### HOW TO COMPLETE THIS TASK
Return every line of the data below that includes the string "removing".

### STUDY MATERIAL
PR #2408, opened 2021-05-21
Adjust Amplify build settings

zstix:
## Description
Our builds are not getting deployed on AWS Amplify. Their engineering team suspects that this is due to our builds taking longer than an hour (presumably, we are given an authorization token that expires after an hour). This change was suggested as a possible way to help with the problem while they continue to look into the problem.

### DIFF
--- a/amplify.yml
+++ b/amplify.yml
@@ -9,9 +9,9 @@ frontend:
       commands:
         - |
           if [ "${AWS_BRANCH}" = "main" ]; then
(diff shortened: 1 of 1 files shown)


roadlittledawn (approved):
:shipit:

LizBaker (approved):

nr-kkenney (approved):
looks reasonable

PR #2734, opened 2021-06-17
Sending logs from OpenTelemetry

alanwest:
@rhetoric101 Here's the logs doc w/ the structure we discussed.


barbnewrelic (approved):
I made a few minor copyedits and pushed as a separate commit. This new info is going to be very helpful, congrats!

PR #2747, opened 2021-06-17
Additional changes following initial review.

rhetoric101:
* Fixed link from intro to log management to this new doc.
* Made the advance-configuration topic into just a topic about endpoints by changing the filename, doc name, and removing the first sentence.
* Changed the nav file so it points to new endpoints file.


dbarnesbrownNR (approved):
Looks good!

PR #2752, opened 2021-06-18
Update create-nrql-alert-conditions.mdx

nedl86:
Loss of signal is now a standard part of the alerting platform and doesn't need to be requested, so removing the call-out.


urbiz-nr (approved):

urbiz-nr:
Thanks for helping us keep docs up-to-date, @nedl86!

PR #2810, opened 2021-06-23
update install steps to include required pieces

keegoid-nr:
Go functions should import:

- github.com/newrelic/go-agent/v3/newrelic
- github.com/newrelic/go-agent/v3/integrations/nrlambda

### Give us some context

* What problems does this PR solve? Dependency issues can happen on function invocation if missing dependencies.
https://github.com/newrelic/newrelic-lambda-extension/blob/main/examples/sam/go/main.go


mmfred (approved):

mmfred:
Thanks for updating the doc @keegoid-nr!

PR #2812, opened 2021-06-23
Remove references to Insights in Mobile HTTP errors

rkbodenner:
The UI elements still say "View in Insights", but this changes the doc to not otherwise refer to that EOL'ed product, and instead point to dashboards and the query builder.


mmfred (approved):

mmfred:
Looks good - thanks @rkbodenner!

--

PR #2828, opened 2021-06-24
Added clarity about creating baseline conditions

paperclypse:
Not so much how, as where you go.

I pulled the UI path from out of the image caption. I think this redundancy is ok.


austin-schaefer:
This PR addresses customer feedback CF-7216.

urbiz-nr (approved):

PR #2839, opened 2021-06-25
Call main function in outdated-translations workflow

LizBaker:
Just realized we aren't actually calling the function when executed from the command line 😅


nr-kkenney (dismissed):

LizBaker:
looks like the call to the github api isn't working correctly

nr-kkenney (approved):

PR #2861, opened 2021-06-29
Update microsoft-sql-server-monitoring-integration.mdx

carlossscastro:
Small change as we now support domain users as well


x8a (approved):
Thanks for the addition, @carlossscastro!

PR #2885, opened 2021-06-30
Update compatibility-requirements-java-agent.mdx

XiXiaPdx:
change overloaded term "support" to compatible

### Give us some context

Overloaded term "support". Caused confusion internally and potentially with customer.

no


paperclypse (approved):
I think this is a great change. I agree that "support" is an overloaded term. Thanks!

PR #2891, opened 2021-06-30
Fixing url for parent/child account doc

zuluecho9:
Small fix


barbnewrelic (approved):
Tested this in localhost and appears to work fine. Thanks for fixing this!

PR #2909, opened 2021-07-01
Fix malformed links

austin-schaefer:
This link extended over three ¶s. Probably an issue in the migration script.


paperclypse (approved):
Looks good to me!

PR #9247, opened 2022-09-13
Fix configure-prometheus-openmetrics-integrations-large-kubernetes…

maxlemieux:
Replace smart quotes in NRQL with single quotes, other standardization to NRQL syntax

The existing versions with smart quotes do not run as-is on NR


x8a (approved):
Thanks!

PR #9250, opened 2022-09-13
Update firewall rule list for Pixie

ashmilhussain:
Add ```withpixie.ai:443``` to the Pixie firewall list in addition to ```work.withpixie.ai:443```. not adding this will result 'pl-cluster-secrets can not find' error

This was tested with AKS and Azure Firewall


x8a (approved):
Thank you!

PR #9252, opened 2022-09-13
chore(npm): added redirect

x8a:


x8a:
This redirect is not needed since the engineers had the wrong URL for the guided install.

--

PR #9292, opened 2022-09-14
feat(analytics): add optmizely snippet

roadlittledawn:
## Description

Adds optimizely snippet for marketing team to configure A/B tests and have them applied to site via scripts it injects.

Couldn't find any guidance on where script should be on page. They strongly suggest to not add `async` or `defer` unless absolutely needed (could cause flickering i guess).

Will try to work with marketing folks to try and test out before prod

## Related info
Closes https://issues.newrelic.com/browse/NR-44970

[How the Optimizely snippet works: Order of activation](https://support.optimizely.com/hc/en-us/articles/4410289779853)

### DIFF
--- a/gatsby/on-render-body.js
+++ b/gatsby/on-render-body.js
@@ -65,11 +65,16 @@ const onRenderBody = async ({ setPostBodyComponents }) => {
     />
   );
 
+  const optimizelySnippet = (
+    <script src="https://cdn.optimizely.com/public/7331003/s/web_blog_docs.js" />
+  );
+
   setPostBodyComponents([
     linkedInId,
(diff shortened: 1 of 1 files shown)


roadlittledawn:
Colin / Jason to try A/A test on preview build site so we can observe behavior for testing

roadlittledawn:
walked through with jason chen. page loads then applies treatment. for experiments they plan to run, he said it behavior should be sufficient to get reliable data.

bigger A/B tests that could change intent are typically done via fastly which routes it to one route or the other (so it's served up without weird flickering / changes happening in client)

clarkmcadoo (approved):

### SOLUTION TO THIS TASK
* Made the advance-configuration topic into just a topic about endpoints by changing the filename, doc name, and removing the first sentence.
Loss of signal is now a standard part of the alerting platform and doesn't need to be requested, so removing the call-out.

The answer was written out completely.